[Opening Information section]

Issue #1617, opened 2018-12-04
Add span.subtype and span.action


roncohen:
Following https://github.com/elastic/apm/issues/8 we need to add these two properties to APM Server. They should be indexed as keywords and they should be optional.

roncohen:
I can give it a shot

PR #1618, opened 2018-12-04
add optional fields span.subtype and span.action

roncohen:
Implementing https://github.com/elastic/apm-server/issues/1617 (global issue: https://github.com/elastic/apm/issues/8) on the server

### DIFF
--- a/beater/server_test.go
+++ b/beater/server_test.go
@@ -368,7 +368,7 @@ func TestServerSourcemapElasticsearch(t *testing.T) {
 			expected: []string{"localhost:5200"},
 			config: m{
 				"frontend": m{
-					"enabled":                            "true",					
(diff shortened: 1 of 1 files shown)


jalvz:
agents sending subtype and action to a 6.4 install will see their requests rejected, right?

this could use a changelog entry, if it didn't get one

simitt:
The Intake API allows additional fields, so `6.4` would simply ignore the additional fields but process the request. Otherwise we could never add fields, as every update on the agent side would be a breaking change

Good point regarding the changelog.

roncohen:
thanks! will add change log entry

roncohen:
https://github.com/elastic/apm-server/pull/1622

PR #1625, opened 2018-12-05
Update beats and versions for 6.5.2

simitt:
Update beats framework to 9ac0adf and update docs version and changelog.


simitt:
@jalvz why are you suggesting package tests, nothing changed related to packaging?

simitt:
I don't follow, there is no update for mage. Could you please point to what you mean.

[Closing Information section]

§ Goal of the exercise: Take the line with "related to packaging?" and every line after it in the data, and please reproduce them exactly, leaving out all other lines.

§ Task output:
@jalvz why are you suggesting package tests, nothing changed related to packaging?

simitt:
I don't follow, there is no update for mage. Could you please point to what you mean.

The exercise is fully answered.